* Aim of the exercise *
Please print every record that follows, keeping each one exactly as it is.

* Records from a data collection *
PR #260, opened 2019-07-12
LabeledDatasetBuilder

benjaminpkane:
Ready for review now that `Balancer` is completed!


eta/core/datasets.py
```diff
@@ -1338,3 +1373,839 @@ def required(cls):
...
+            A: the occurrence matrix
+            b: the target vector to match
+
+        Returns:
+            x: the solution vector. x[j]=1 -> omit the j'th record
+        '''
+        best_x = np.zeros(A.shape[1], dtype=np.dtype('int'))
+        best_score = self._solution_score(b - np.dot(A, best_x))
+
+        while True:
```
brimoor: I haven't translated to math to understand what you're doing, but `while True` scares me

eta/core/datasets.py
```diff
@@ -1338,3 +1373,839 @@ def required(cls):
...
+
+        Returns:
+            x: the solution vector. x[j]=1 -> omit the j'th record
+        '''
+        best_x = np.zeros(A.shape[1], dtype=np.dtype('int'))
+        best_score = self._solution_score(b - np.dot(A, best_x))
+
+        import random
+        random.seed(1)
+        for _ in range(10000):
```
brimoor: always performing 10K O(n^2) operations? yikes

I haven't translated what you're doing into math, but this can probably be cast as a linear program and solved using something off-the-shelf like `scipy.optimize.linprog`
https://docs.scipy.org/doc/scipy/reference/generated/scipy.optimize.linprog.html

eta/core/datasets.py
tylerganter: haha, yeah it's just a do-while loop. I changed the code, but the main condition is still used with a `if <this>: break`

eta/core/datasets.py
tylerganter: This is a very simple and bad solution which can easily be exchanged with `_greedy` but is not being used right now. The purpose was that multiple algorithms can be easily swapped in and out here and this one, while bad, is easy to understand and stands as an example.

10K is totally arbitrary, and also, I believe this is O(NM) where: N - number of samples, M - number of attribute values and it should be safe to assume that in most cases N >> M.

eta/core/datasets.py
```diff
@@ -1338,3 +1373,839 @@ def required(cls):
...
+        metadata = etav.VideoMetadata.build_for(self.data_path)
+        self.total_frame_count = metadata.total_frame_count
+        self.duration = metadata.duration
+        self.clip_end_frame = metadata.total_frame_count
+
+    def build(self, dir_path, filename, pretty_print=False):
+        '''Build the BuilderVideoRecord.
+
+        Args:
+            dir_path (str): path to write the files
```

* Written response *
PR #260, opened 2019-07-12
LabeledDatasetBuilder

benjaminpkane:
Ready for review now that `Balancer` is completed!


eta/core/datasets.py
```diff
@@ -1338,3 +1373,839 @@ def required(cls):
...
+            A: the occurrence matrix
+            b: the target vector to match
+
+        Returns:
+            x: the solution vector. x[j]=1 -> omit the j'th record
+        '''
+        best_x = np.zeros(A.shape[1], dtype=np.dtype('int'))
+        best_score = self._solution_score(b - np.dot(A, best_x))
+
+        while True:
```
brimoor: I haven't translated to math to understand what you're doing, but `while True` scares me

eta/core/datasets.py
```diff
@@ -1338,3 +1373,839 @@ def required(cls):
...
+
+        Returns:
+            x: the solution vector. x[j]=1 -> omit the j'th record
+        '''
+        best_x = np.zeros(A.shape[1], dtype=np.dtype('int'))
+        best_score = self._solution_score(b - np.dot(A, best_x))
+
+        import random
+        random.seed(1)
+        for _ in range(10000):
```
brimoor: always performing 10K O(n^2) operations? yikes

I haven't translated what you're doing into math, but this can probably be cast as a linear program and solved using something off-the-shelf like `scipy.optimize.linprog`
https://docs.scipy.org/doc/scipy/reference/generated/scipy.optimize.linprog.html

eta/core/datasets.py
tylerganter: haha, yeah it's just a do-while loop. I changed the code, but the main condition is still used with a `if <this>: break`

eta/core/datasets.py
tylerganter: This is a very simple and bad solution which can easily be exchanged with `_greedy` but is not being used right now. The purpose was that multiple algorithms can be easily swapped in and out here and this one, while bad, is easy to understand and stands as an example.

10K is totally arbitrary, and also, I believe this is O(NM) where: N - number of samples, M - number of attribute values and it should be safe to assume that in most cases N >> M.

eta/core/datasets.py
```diff
@@ -1338,3 +1373,839 @@ def required(cls):
...
+        metadata = etav.VideoMetadata.build_for(self.data_path)
+        self.total_frame_count = metadata.total_frame_count
+        self.duration = metadata.duration
+        self.clip_end_frame = metadata.total_frame_count
+
+    def build(self, dir_path, filename, pretty_print=False):
+        '''Build the BuilderVideoRecord.
+
+        Args:
+            dir_path (str): path to write the files
```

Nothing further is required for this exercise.